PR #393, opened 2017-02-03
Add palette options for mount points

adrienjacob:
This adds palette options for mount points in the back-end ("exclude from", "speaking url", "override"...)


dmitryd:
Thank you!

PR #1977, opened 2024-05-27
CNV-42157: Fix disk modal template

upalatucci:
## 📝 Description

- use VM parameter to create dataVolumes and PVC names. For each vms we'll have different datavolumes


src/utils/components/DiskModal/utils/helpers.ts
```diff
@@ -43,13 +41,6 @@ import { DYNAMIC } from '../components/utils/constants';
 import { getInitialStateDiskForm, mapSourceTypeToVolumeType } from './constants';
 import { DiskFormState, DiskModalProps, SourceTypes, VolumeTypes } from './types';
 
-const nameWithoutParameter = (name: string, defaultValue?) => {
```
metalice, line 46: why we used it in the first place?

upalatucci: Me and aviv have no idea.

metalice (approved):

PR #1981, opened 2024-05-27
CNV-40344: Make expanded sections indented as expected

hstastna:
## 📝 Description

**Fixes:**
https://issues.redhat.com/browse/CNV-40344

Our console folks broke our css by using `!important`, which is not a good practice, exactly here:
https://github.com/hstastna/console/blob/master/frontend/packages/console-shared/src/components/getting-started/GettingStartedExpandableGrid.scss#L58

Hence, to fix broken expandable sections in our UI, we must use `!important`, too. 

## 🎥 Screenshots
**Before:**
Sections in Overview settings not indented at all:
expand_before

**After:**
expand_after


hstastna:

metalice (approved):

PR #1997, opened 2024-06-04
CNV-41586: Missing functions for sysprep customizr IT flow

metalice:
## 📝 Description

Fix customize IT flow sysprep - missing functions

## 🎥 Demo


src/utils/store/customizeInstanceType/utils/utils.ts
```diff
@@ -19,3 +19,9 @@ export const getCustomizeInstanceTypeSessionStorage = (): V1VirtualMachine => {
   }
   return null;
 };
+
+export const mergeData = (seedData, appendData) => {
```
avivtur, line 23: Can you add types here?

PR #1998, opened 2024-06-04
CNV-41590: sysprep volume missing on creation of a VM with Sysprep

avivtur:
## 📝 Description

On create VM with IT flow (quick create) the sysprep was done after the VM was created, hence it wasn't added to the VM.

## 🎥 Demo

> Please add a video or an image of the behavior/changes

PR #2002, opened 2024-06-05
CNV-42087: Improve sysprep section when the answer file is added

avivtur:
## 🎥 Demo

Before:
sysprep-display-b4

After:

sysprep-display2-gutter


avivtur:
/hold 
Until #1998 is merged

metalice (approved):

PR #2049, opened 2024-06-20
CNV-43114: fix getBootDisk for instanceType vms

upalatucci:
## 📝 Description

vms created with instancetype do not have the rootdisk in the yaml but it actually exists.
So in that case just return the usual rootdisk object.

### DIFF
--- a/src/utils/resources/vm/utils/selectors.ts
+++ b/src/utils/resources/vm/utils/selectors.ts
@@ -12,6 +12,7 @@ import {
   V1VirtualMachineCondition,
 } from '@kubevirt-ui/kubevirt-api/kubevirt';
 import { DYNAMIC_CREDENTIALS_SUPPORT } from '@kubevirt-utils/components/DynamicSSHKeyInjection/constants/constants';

····················

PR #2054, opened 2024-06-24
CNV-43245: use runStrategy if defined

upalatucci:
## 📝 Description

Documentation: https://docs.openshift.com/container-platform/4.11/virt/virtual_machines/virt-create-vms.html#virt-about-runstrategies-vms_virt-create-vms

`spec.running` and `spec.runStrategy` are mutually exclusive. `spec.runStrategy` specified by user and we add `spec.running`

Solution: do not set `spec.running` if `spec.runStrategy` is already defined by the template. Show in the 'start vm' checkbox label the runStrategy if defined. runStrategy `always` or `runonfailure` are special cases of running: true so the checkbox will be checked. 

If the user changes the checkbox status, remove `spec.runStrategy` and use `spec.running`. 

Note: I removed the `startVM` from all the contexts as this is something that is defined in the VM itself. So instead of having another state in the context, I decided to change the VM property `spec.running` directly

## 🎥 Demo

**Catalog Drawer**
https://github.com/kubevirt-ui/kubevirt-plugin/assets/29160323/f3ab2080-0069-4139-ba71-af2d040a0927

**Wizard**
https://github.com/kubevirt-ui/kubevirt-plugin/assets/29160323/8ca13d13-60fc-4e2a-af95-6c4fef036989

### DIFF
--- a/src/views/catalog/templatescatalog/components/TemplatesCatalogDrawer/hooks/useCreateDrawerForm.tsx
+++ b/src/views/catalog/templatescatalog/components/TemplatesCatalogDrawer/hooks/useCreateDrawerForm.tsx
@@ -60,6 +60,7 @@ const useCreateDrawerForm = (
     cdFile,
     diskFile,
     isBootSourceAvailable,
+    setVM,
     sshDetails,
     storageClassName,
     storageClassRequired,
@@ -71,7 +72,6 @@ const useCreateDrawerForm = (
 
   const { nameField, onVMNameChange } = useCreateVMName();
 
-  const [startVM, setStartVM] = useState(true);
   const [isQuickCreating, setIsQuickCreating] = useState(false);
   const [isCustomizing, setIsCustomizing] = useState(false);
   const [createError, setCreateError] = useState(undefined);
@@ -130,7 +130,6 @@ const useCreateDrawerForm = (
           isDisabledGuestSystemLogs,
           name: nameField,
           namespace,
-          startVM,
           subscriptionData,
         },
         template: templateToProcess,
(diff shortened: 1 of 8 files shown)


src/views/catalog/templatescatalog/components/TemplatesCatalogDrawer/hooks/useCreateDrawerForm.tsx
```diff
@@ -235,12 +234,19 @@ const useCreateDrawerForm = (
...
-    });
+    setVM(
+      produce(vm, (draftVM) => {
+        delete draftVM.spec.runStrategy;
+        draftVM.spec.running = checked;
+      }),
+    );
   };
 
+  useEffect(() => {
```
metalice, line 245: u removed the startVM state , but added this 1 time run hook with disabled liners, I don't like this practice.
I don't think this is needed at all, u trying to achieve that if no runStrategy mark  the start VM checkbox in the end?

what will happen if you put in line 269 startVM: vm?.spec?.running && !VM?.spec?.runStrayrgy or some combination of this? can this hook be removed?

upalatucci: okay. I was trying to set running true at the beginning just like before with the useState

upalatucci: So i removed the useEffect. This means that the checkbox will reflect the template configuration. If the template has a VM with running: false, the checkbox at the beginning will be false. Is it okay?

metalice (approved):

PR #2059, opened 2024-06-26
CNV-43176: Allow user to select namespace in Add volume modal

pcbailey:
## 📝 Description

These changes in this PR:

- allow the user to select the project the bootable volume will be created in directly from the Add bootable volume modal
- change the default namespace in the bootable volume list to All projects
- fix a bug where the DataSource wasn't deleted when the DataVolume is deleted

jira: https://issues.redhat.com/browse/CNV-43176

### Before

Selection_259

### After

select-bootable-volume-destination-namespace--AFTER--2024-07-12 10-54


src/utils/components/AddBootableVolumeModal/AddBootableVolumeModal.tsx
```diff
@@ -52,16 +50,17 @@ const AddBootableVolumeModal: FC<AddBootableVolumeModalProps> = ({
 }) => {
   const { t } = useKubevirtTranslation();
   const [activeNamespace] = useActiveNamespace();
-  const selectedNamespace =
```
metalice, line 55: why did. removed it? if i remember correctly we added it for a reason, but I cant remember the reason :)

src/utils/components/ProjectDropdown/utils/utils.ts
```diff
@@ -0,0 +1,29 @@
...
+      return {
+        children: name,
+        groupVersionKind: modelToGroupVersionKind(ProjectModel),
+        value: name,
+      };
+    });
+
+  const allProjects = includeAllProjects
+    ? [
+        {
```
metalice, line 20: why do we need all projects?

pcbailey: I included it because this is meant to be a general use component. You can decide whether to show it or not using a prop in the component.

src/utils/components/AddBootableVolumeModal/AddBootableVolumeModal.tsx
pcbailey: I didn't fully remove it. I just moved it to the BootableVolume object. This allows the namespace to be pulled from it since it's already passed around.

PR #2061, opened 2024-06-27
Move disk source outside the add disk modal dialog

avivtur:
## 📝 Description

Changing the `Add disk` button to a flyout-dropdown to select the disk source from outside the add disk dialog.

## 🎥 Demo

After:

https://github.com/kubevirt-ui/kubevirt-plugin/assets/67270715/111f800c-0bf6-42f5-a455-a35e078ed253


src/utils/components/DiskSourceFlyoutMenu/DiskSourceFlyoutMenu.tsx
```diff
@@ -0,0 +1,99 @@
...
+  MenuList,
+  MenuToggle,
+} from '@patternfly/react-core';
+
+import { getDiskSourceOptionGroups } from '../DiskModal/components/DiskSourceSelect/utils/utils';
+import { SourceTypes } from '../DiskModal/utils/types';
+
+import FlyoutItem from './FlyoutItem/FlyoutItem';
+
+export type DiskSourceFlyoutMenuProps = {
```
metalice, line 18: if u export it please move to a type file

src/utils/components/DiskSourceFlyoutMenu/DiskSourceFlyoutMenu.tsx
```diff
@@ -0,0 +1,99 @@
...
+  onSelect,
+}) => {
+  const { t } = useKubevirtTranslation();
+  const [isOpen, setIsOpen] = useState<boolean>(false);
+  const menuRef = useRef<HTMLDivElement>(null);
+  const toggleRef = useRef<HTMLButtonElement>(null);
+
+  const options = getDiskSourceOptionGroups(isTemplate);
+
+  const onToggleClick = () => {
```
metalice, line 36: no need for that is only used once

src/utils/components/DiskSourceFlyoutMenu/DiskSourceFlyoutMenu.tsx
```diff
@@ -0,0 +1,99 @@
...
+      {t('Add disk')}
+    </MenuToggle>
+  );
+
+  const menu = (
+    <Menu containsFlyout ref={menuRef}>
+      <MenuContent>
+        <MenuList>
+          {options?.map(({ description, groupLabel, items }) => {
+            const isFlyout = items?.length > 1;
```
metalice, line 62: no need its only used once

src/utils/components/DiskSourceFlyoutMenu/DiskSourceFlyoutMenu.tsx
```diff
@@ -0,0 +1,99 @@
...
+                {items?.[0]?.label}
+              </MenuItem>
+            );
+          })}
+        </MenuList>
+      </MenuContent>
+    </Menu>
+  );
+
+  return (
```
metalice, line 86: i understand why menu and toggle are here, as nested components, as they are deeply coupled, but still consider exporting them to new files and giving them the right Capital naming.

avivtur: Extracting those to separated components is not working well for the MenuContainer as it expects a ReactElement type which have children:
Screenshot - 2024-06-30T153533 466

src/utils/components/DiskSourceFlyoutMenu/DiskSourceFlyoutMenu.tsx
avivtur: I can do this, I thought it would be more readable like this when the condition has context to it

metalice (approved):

····················

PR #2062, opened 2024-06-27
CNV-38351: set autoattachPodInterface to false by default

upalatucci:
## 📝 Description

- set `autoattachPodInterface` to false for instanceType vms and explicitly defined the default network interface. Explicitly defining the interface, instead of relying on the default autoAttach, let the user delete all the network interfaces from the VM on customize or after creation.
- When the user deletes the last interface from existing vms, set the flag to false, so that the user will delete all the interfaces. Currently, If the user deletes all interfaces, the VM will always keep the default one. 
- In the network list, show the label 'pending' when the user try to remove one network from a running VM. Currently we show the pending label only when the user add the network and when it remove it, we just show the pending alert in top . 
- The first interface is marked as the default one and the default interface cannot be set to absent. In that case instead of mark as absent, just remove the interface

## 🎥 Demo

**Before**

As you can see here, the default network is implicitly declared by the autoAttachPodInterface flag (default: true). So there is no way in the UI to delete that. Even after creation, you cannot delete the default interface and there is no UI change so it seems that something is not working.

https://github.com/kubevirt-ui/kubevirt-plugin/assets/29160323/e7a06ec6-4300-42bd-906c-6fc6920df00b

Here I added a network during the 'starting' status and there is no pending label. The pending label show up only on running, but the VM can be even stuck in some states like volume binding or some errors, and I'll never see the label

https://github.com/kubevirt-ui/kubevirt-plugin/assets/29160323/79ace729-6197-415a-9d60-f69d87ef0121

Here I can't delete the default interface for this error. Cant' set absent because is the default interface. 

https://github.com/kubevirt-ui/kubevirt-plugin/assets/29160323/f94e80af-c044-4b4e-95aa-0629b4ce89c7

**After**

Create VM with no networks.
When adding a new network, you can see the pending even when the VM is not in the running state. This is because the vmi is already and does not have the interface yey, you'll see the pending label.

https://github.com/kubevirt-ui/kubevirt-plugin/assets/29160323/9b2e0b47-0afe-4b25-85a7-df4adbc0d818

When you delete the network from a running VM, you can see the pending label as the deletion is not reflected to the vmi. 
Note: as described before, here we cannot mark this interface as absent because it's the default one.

····················

• [Required work]: Scan the data above for the string "wasn" and copy each line where it appears.

• [Task response]:
On create VM with IT flow (quick create) the sysprep was done after the VM was created, hence it wasn't added to the VM.
- fix a bug where the DataSource wasn't deleted when the DataVolume is deleted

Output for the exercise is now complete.